Invoice factoring is a service that converts outstanding credit (in the form of your accounts receivables due in 90 days) into cash at hand. For small businesses, this service offers a lifeline to help you get out of sticky cash flow situations. The predicted growth of the factoring market by 13.28% annually until 2022 is a testament to the service’s vitality for small companies. If you’re in the market for a small business invoice factoring partner, here are some things to help you choose.
1. Their Track Record
A small business invoice factoring company is a critical partner in your operations. It goes without saying that if you will depend on such a partner, it needs to be a firm that has a proven record of excellence. When you embark your search for a firm offering business factoring services, you need to measure the depth of their experience in the areas that your small business operates.
The more time a business invoice factoring company has spent in your sector, the more creative they are at putting together complex financial deals for you. Additionally, the depth of the relationships they build is directly proportional to the time they have spent operating in your sphere. These relationships become essential in helping facilitate suitable factoring solutions for your small business.
A fitting small business invoice factoring provider also needs to have a strong balance sheet. That will give you a measure of assurance that they have the staying power to serve you consistently. A factoring partner with a weak balance sheet will get swept away by unforeseen shocks, which can adversely affect your firm.
2. The Fees They Charge
Small business invoice factoring companies structure their fees in line with their strategy. You need to be aware of not just how much they will charge you but how they plan to apply that charge to determine if you can partner with them. Seek to identify every fee you will have to pay and what triggers each payment for you to make a prudent decision.
Inquire as to whether the potential advance business capital factoring provider will require you to commit to a monthly minimum fee. With his clause, the factoring partner will require you to deliver a specified amount of invoices for factoring every month. Failure to meet this stipulation will attract an additional charge.

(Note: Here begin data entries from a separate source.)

PR #182, opened 2026-04-28
feat: support default credential chain for AWS Secrets Manager

yoonhyunwoo:
Make the access key and secret key optional to support default credentials (e.g., pod identity)
are used without exposing keys.

Also, ensure that if only one of the two is provided,
the operation fails naturally. Fallbacks to default behavior may confuse users.

## Summary by CodeRabbit

* **New Features**
  * AWS Secrets Manager credential plugin now treats access key and secret key as optional, allowing authentication via alternative mechanisms (e.g., IAM roles) when credentials are not provided.

### DIFF
--- a/src/awx_plugins/credentials/aws_secretsmanager.py
+++ b/src/awx_plugins/credentials/aws_secretsmanager.py
@@ -40,8 +40,6 @@ secrets_manager_inputs: _types.PluginInputs = {
         },
     ],
     'required': [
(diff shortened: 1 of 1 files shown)


yoonhyunwoo:
The test failure is not caused by this change

Related:
- #183

yoonhyunwoo:
Rebased onto latest devel

PR #1342, opened 2024-10-09
fix: warning message on duplicate destination URL

### LINKED ISSUE #926: [FEAT]: Warning popup when duplicate destination URL exists

01vishu:
fixes #926
Screenshot from 2024-10-09 22-31-35


steven-tey:
Could we use a similar design/interaction as Linear's duplicate issues UX please?

image

01vishu:
> Thanks for the PR! Could we use a similar design/interaction as Linear's duplicate issues UX please?
> 
> image

sure @steven-tey

01vishu:
> > Thanks for the PR! Could we use a similar design/interaction as Linear's duplicate issues UX please?
> > image
> 
> sure @steven-tey


https://github.com/user-attachments/assets/ba04b626-7c2e-40ca-be27-2f7e2fceeb3e



@steven-tey What do you think about this change?

apps/web/app/api/links/verify/destination-url/route.ts
```diff
@@ -0,0 +1,47 @@
+import { DubApiError } from "@/lib/api/errors";
+import { withWorkspace } from "@/lib/auth";
+import { prisma } from "@/lib/prisma";
+import { NextResponse } from "next/server";
+
+export const GET = withWorkspace(
+  async ({ req, workspace }) => {
+    const { searchParams } = new URL(req.url);
+    const url = searchParams.get("url");
```
TWilson023: I think we can just use the `searchParams` passed from `withWorkspace` here - let me know if that doesn't work!

```suggestion
  async ({ workspace, searchParams }) => {
    const { url } = searchParams;
```

apps/web/ui/links/destination-url-input.tsx
```diff
@@ -31,6 +46,31 @@ export const DestinationUrlInput = forwardRef<
...
+
+      if (debouncedUrl && debouncedUrl !== prevUrl) {
+        setPrevUrl(debouncedUrl.toString());
+        fetch(
+          `/api/links/verify/destination-url?url=${encodeURIComponent(debouncedUrl.toString())}&workspaceId=${workspaceId}`,
+        )
+          .then((res) => res.json())
+          .then((data) => {
+            setDuplicateLinks(data.exists ? data.links : []);
+          });
```
TWilson023, line 69: I think we need to add handling for **editing** a short link so that itself cannot be counted as a duplicate. We'll need to either update the `api/links/verify/destination-url` endpoint to accept a link ID to filter out, or move the `exists` determination to the client side and filter out any current link ID.

steven-tey:
We're going to implement this in-house instead, but thank you for your PR!

PR #1349, opened 2024-10-10
fixes #1348 i have fixed the scroll bar issue

love-sonkar:
fixed #1348 
i have fixed the scroll bar issue.

image


steven-tey:
this does not fix the issue

love-sonkar:
i checked on my machine it's working fine 

the navbar width is causing issue so i gave 96% width so that it won't overflow

PR #1355, opened 2024-10-10
Changing overflow on help popup to hide horizontal scroll bar

zmeyer44:
There is an unnecessary horizontal scrollbar on the help popup due to the class `overflow-scroll` so this PR changes the class to `overflow-y-scroll`
Screenshot 2024-10-10 at 1 55 51 PM
Screenshot 2024-10-10 at 1 56 38 PM


steven-tey (approved):

steven-tey:
Thank you!

PR #1612, opened 2024-10-22
Fix: modal content getting covered by Drawer Vaul

### LINKED ISSUE #1609: UI Breaks on `Add New API Key` Drawer with `Restricted` Permissions on Mobile
### Issue Summary

When accessing the `Settings > API Keys` page on mobile, opening the `Add new API Key` drawer and selecting the `Restricted` permissions option causes UI issues. The `Create API key` button becomes unclickable, and the animated list of restricted permissions appears incomplete, as it is cut off at the bottom. This issue prevents users from completing the process of adding a new API key with restricted permissions.

### Steps to Reproduce

1. Open the application on a mobile device.
2. Navigate to `Settings > API Keys`.
3. Click on the `Create` button to open the drawer.
4. Select the `Restricted` permissions option from the available options.
5. Try to scroll through the animated list of restricted permissions.

### Expected behavior

1. The UI should display the full list of restricted permissions without being cut off at the bottom.
2. The `Create API Key` button should remain clickable and functional, allowing the user to proceed with adding a new API key.

### Screenshots/Videos

https://github.com/user-attachments/assets/2d389a85-ca4a-4500-82e9-5b30dcc6a019

### Version info

Tested on both:
1. iPhone 8+ iOS 16.7.10
2. Brave 1.71.114 Chromium: 130.0.6723.58 (Official Build) (arm64)

The video was recorded using Brave browser. The issue is the same on iOS, although looks just a bit different (the scroll does not work at all, i.e. there is no empty white space at the bottom)

aritradevelops:
Fixes #1609

# Issue Description

The common [`Modal Component`](https://github.com/dubinc/dub/blob/main/packages/ui/src/modal.tsx) built on top of [Drawer from Vaul](https://www.npmjs.com/package/vaul) ships with some [default css](https://github.com/emilkowalski/vaul/blob/main/src/style.css) which is introducing an overlay with an ::after attribute on top of the modal content on smaller devices. See the below images

image

Now if you take a good look at `data-attributes` the css activates on two condition when `direction` is `bottom` and no `custom-container` is not passed, which is our case.

# Trials
1. I have tried using negative z index that makes the content visible but the after block with `200%` height is there so the layer is scrollable without any content over there. (x)
2. I have tried changing different attributes to the Drawer element used in [`Modal Component`](https://github.com/dubinc/dub/blob/main/packages/ui/src/modal.tsx) but got no luck. (x)
3. The Drawer Component does not allow to overwrite its className, it does not accept the className attribute.(x)
4. Providing Custom container gives Client Rect Boundary error.(x)

# Fix
The only way to grab the element and set its height properly was to use `css` and as every component is sharing the same modal therefore it is a global issue so added the css in global.css file.

# After the fix
Verified that it works on smaller devices as well as tabs and laptops. Find the screen shots below

image
image


aritradevelops:
Merge branch 'main' into aritradevelops:fix/modal_overwritting_content

PR #1618, opened 2024-10-23
Fix: Distorted screenshot on login page

timzolleis:
## What does this PR do?

Fixes the distortion of the dub screenshot (especially on ultrawide screns) on the app.[domain]/login page (see screenshot attached)
screenshot-dub

## How should this be tested?
- Open the login page
- Use a wide monitor / wide aspect ratio


steven-tey:
incredible, thank you!

PR #1628, opened 2024-10-24
Partner Portal

steven-tey:


apps/web/lib/auth/options.ts
```diff
@@ -415,6 +416,19 @@ export const authOptions: NextAuthOptions = {
...
+
+      // Allows callback URLs on the same origin or from additionally allowed hostnames
+      if (
+        new URL(url).origin === baseUrl ||
+        PARTNERS_HOSTNAMES.has(new URL(url).host)
+      )
+        return url;
+
+      return baseUrl;
+    },
```
TWilson023: Added this to allow redirecting to `partners.dub.co` instead of `app.dub.co` when logging out from the partners portal

Issue #1651, opened 2024-10-25
CSV download option visible to non-business users on Events page, causing unclear error


unrenamed:
### Issue Summary

On the Events page, users with a billing plan lower than Business can see the option to download a CSV of the Real-time Events Stream, but clicking it results in a vague "Error" toast message. This error message does not explain the root cause, and ideally, the CSV download option should be hidden for users on plans below Business since the feature is not accessible to them.

### Steps to Reproduce

1. Log in with an account on a billing plan below Business.
2. Navigate to the `Events` page.
3. Attempt to download a CSV of the Real-time Events Stream by clicking the download option.
4. Observe the "Error" toast message that appears without further explanation.

###  Expected Behavior

For users on plans below Business, the CSV download option ideally should be hidden, preventing access to features not included in their subscription. 

### Alternative approaches

If the option remains visible, a clear error message should appear, explaining that CSV downloads are available only for Business plans.

### Reproduction Video

https://github.com/user-attachments/assets/3253c9b2-4fa4-4c78-827d-48b81dd7c56e

steven-tey:
/award 150 great catch! Lets go ahead and disable the download csv button (not the `⋮` dropdown) when `plan === 'free'` or `plan === 'pro'`

PR #1673, opened 2024-10-28
fix(web): disable events CSV download for non-business users

unrenamed:
## What does this PR do?

- [x] disables events CSV download for non-business users

Fixes: #1651

## How to test?

For users on plans below Business, the `Events` CSV download option should be disabled and a tooltip should suggest upgrading to the Business plan.


unrenamed:
@steven-tey This one is ready for peer review.

steven-tey (approved):

PR #1702, opened 2024-11-06
Payouts

steven-tey:


apps/web/lib/actions/create-dots-transfer.ts
```diff
@@ -0,0 +1,45 @@
...
+    const [transfer, orgTransfer] = await Promise.all([
+      createTransfer({
+        amount,
+        dotsAppId: workspace.dotsAppId,
+        dotsUserId,
+      }),
+      createOrgTransfer({
+        amount: fee,
+        dotsAppId: workspace.dotsAppId,
+      }),
```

Another essential issue you must explore with any firm offering invoice factoring services is the due diligence fees. Every time a factoring provider does background checks on your client, they will charge the cost to you. Before signing the contract, know how much this charge will be to determine the cost of finance involved correctly.
When the time comes for you to part ways with your factoring partner, there can be a cost attached to it. The best time to determine this is before you sign the contract. Don’t forget to look into the possibility of monthly maintenance fees as well since they will impact the net revenue you ultimately receive.
3. The Advance Rate
You can’t make any decision on partnering with a small business factoring company without carefully analyzing the advance rate. A recommended rate here should be in the 705-90% zone. Thus, if your invoice is worth $10,000, for example, any factoring company whose rate falls in this zone will give you between $700 and $900.
Along with the advance rate is the speed at which you get the funds. The longer a factoring company takes to remit the funds to your account, the longer it will take you to serve your customers. Pay attention to the terms and conditions that determine the period it takes to release the funds to you to determine if a partnership is worth it.
Pick the Right Small Business Invoice Factoring Partner
Having immediate cash instead of being stuck with invoices for 90 days can be critical for your small business. Factoring can keep your firm going due to available cash flow, which ultimately grows your revenue. Pick the right factoring partner to avoid slowing down your small business and losing traction.